● Work item
Each line below that includes the word "LINKED" is to be reported.
____ Data supplied
PR #2618, opened 2025-10-01
2617: Retain `ProviderToRegistryEntry` till downstream migration

### LINKED ISSUE #2617: [Provider Context] Maintain backward compatibility for storage queries
### Current Issue

We renamed `ProviderToRegistryEntry` → `ProviderToRegistryEntryV2`, but this introduced some breaking changes across the stack (mainly around name resolution for providers created via V2).

### Proposed Fixes

* **Retain old registry (`ProviderToRegistryEntry`)** intact and mark it as **deprecated** (keeps backward compatibility for NC nodes and older tooling).
* **Skip write-through from V2 → V1**. New providers created via V2 won’t populate V1, but that’s acceptable since:

  * Existing V1 data remains untouched.
  * Migration already copied V1 → V2.
  * Internal tooling may need minor tweaks, but no re-migration is required.

### Next Steps

* Keep V1 around as a read-only, deprecated view.
* Move forward with V2 as the canonical source of truth.
* Deprecation notice should be added to docs + release notes.

saraswatpuneet:
# Goal
The goal of this PR is to retain `ProviderToRegistryEntry` for backward compatibility, to be deprecated post migration. Note: No new provider will be written to this storage.

Closes  #2617 
# Discussion

* Rationale is to support older state and notify downstream consumer applications to upgrade to new standard. This prevent breaking changes to some extent.
* `ProviderToRegistryEntry` remain frozen

# Checklist
- [ ] Updated Pallet Readme?
- [ ] Design doc(s) updated?
- [x] Unit Tests added?
- [ ] e2e Tests added?
- [ ] Benchmarks added?


pallets/msa/src/migration/v2.rs
```diff
@@ -16,25 +17,42 @@ pub struct MigrationStatus {
...
+	start_after_raw_key: Option<Vec<u8>>,
+) -> (Weight, u32, Option<Vec<u8>>) {
 	let mut reads = 0u64;
 	let mut writes = 0u64;
 	let mut bytes = 0u64;
 	let mut migrated_count = 0u32;
+	let mut last_raw_key = None;
+
+	let iter = match start_after_raw_key {
+		Some(raw_key) => ProviderToRegistryEntry::<T>::iter_from(raw_key),
```
saraswatpuneet, line 41: [iter_from](https://paritytech.github.io/polkadot-sdk/master/frame_support/storage/types/struct.StorageMap.html#method.iter_from)

pallets/msa/src/migration/v2.rs
```diff
@@ -44,14 +62,15 @@ pub fn migrate_provider_entries_batch<T: Config>(batch_size: usize) -> (Weight,
 		};
 		// Insert into new storage
 		ProviderToRegistryEntryV2::<T>::insert(provider_id, migrated_provider_entry);
-		reads += 1;
+		reads += 2;
 		writes += 1;
 		bytes += old_entry.encoded_size() as u64;
 		migrated_count += 1;
+		last_raw_key = Some(ProviderToRegistryEntry::<T>::hashed_key_for(provider_id));
```
saraswatpuneet, line 69: store the last processed raw key to start iterating from (in subsequent calls)

pallets/msa/src/migration/v2.rs
JoeCap08055: Had to look this up to verify: claims to start iterating at the key AFTER the specified key 👍🏻 
(Documentation isn't super clear on that point, might want to verify the behavior)

JoeCap08055 (approved):
Looks good.

Commenting here to have a record:
* Although we're leaving old storage in place for one more release cycle to give client apps time to migrate to the new API, we're _NOT_ doing a write-through from the new storage -> old storage on insert/update new ProviderRegistryEntry. So the `v1` storage is frozen in time as of this release. This is acceptable because we're not anticipating onboarding new Mainnet Providers in the interim. Apps on Testnet will need to update to the new API or self-manage updating the old storage if they want to work with new Providers.

pallets/msa/src/migration/v2.rs
saraswatpuneet: I will add unit test for this

pallets/msa/src/migration/v2.rs
```diff
@@ -16,25 +17,42 @@ pub struct MigrationStatus {
 	pub migrated_count: u32,
 	/// Whether migration is complete
 	pub completed: bool,
+	/// Last key processed
+	pub last_raw_key: Option<vec::Vec<u8>>,
 }
 
 /// Storage for tracking migration progress
 #[storage_alias]
 pub type MigrationProgressV2<T: Config> = StorageValue<Pallet<T>, MigrationStatus, ValueQuery>;
```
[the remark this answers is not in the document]
enddynayn: Curious, why don't we need to pass "pallet_name" to the macro such as: #[storage_alias(pallet_name)]


https://paritytech.github.io/polkadot-sdk/master/frame_support/attr.storage_alias.html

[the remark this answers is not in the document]
saraswatpuneet: I think our migrations aren't that complex to have any use for verbatim beyond a prefix in storage that will be removed once migration finished successfully 

But we can define some standards around such as part of our larger push for standardizing development

pallets/msa/src/migration/v2.rs
shannonwells: definitely needs a unit test

PR #2652, opened 2025-12-10
chore: create common action to setup Node.js and correct version of npm

JoeCap08055:
# Goal
The goal of this PR is to ensure that our CI pipeline is using at least version `>= 11.5.1` of `npm` in order to support OID auth from GitHub.

It refactors many individual references to `actions/setup-node` into a composite action that incorporates both `actions/setup-node` as well as the specific commands to ensure a recent enough version of `npm`.

Another benefit is that the default version of Node.js for all of our CI workflows is now specified in a single place (but can stlll be overridden per invocation if necessary)

### DIFF
--- a/.github/workflows/verify-pr-commit.yml
+++ b/.github/workflows/verify-pr-commit.yml
@@ -475,7 +475,7 @@ jobs:
         run: npm test
         working-directory: js/api-augment
       - name: Build & Publish Dry Run
-        run: npm publish --dry-run
+        run: npm publish --dry-run --tag ci-validation
         working-directory: js/api-augment/dist
       - name: Generate npm tarball
         run: npm pack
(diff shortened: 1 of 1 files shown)


.github/workflows/common/setup-node-and-npm/action.yml
```diff
@@ -0,0 +1,37 @@
+name: "Setup Node and npm"
+description: "Set up Node.js and ensure an npm supporting 'id-token' is installed"
+
+inputs:
+  node-version:
+    description: 'Version Spec of the version to use. Examples: 12.x, 10.15.1, >=10.15.0.'
+    required: false
+    default: '22.x'
```
shannonwells: non-blocking:  Is 22 the one we still want or should we go up to 24.x?

shannonwells (approved):
Just the one question but I think this is fine assuming Aramik's Q about NODE_AUTH_TOKEN is resolved.

PR #2658, opened 2025-12-26
Sort schemas for intent

### LINKED ISSUE #2657: [Bug]: schemasRuntimeApi.getIntentById does not return schemas for intent in order
### What happened?

# Description
`schemasRuntimeApi.getIntentById`, when called with a second argument of `true`, is supposed to return the list of schemas in order of oldest => newest (as indicated by increasing numeric schema ID). It does not. This is because the storage keys are returned in the lexical order of the _hashed_ key, not the underlying key value.

Additional *ON TESTNET ONLY*:
On Testnet, it's possible that the _most recent_ schema for an Intent may not be the largest `schemaID` numerically, due to:
* schemaIDs created organically on Testnet start at 16000, but schemas synced from Mainnet start at 1
However, since syncing schemas from Mainnet => Testnet is a manual process anyway, this can be mitigated operationally by:
* Any time we sync schemas from Mainnet => Testnet we delete schemas > 16000
_OR_
* Any time we sync schemas from Mainnet => Testnet we mark any schemas > 16000 as either *Deprecated* or *Unsupported*

This is not an issue on Mainnet because schema IDs are monotonically increasing, and it is not an issue on local Dev chains because they are short-lived--although there is a discontinuous gap between Genesis schemas (from 1) and locally-created schemas (from 16000), schemas would always monotonically increase from 16000 once the chain is started.

# AC
- [ ] `schemasRuntimeApi.getIntentById(intentId, true)` always returns the list of schemas in increasing sorted order by ID

JoeCap08055:
# Goal
The goal of this PR is to make sure that when retrieving the list of implementing schemas with an intent, that the returned list only includes currently-supported schemas in sorted order.

Closes #2657 

# Checklist
- [x] Updated Pallet Readme?
- [x] Design doc(s) updated?
- [x] Unit Tests added?


enddynayn (approved):
great! 👍

PR #2661, opened 2026-01-05
fix: distinguish explicit vs implicit delegation permission revocation for Intents

### LINKED ISSUE #2660: Delegation API is missing top-level revocation block
# Description
Recent changes to the permissions model have required some downstream projects like Gateway to make updates; as part of doing so, it is recommended that Runtime APIs (or custom RPCs where they exist) be preferred over Storage API queries, in order to help insulate clients from chain implementation changes in storage representation.

In light of this, we've come to realize that the MSA Runtime API currently provides no mechanism to retrieve the top-level revocation block for a Provider Delegation; currently, clients can only retrieve that information via a direct storage API query.

Currently, the runtime API adjusts the revocation block reported for each granular permission based on whether the entire top-level delegation has been revoked as of the current block. However, this response is therefore missing the information of whether the top-level delegation has been revoked, or just each individual Intent grant. It is possible to grant a delegation to a Provider without delegating any specific Intents.

JoeCap08055:
# Description
This PR does the following:
- Adds `revoked_at` block number to the overall `DelegationResponse`, indicating the revocation of the overall Provider relationship, rather than individual Intent(s)
- Adds `explicit_revoked_at` block number to `DelegationResponse` for each delegated Intent; the existing `revoked_at` maintains its original meaning of the earlier of the Intent or overall Delegation revocation block.
- Changes the newly-added runtime API method `get_granted_intents_by_msa_id` to `get_delegation_for_msa_and_provider`, to provide a stable method for obtaining an entire delegation rather than just the list of delegated intents. Previously getting the entire delegation would have required a direct storage query, or retrieving ALL delegations. As this was a recently-added API method, the only downstream effect is internal, as it had not been deployed yet.

# Goal
Closes #2660 

# Checklist
- [x] Updated Pallet Readme?
- [x] Unit Tests added?


common/primitives/src/msa.rs
```diff
@@ -92,8 +94,10 @@ pub struct DelegationResponse<DelegationIdType, BlockNumber> {
 pub struct DelegationGrant<DelegationIdType, BlockNumber> {
 	/// ID of the delegated entity for which permission is/was granted
 	pub granted_id: DelegationIdType,
-	/// Block number the permission was/will be revoked (0 = not revoked)
+	/// Block number when the permission was/will be EFFECTIVELY revoked, taking into consideration the overall provider delegation revocation.
 	pub revoked_at: BlockNumber,
+	/// Block number the permission was/will be explicitly revoked (i.e., not implicitly revoked by a top-level revocation) (0 = not revoked)
+	pub explicit_revoked_at: BlockNumber,
```
JoeCap08055: Opted to add new `explicit_revoked_at` instead of `effective_revoked_at`, because `revoked_at` in this context has historically ALWAYS meant the _effective_ revocation block.

shannonwells (approved):
Looks good, ship it!

common/primitives/src/msa.rs
```diff
@@ -111,6 +115,7 @@ impl<DelegationIdType: Serialize, BlockNumber: Serialize> Serialize
 		s.serialize_field("schema_id", &self.granted_id)?;
 		s.serialize_field("granted_id", &self.granted_id)?;
 		s.serialize_field("revoked_at", &self.revoked_at)?;
+		s.serialize_field("explicit_revoked_at", &self.explicit_revoked_at)?;
```
aramikm: for these do we need to implement deserialization also? Since the default would not work

js/api-augment/definitions/msa.ts
```diff
@@ -86,10 +86,17 @@ export default {
     SchemaGrantResponse: {
       schema_id: 'IntentId',
       revoked_at: 'BlockNumber',
+      explicit_revoked_at: 'BlockNumber',
```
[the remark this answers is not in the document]
JoeCap08055: So, originally I thought that we had changed the behavior of the endpoint to tweak the `revoked_at` to show the _effective_ revocation block, so @enddynayn suggested I instead keep `revoked_at` unmodified and add `effective_revoked_at`. However, on further investigation, we've ALWAYS tweaked the response of this endpoint to show the _effective_ revocation block. So, we could just leave it alone. But that would mean the only way to determine if a permission was explicitly revoked would be to use a storage query, and we're trying to avoid those by giving clients appropriate runtime APIs. So I figured if we add `explicit_revoked_at`, then we never need to use a storage query.

I'm happy to remove if there's strong consensus against, though, since there isn't really a strong use case for needing the `explicit_revoked_at` block.

pallets/msa/src/tests/chat.md
```diff
@@ -0,0 +1,503 @@
+I'm interested in developing a standard for transactional agentic AI. I've come across this: https://github.com/agentic-commerce-protocol/
```
aramikm: Why do we need this and why keeping this in this PR?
________
● Finished task
### LINKED ISSUE #2617: [Provider Context] Maintain backward compatibility for storage queries
### LINKED ISSUE #2657: [Bug]: schemasRuntimeApi.getIntentById does not return schemas for intent in order
### LINKED ISSUE #2660: Delegation API is missing top-level revocation block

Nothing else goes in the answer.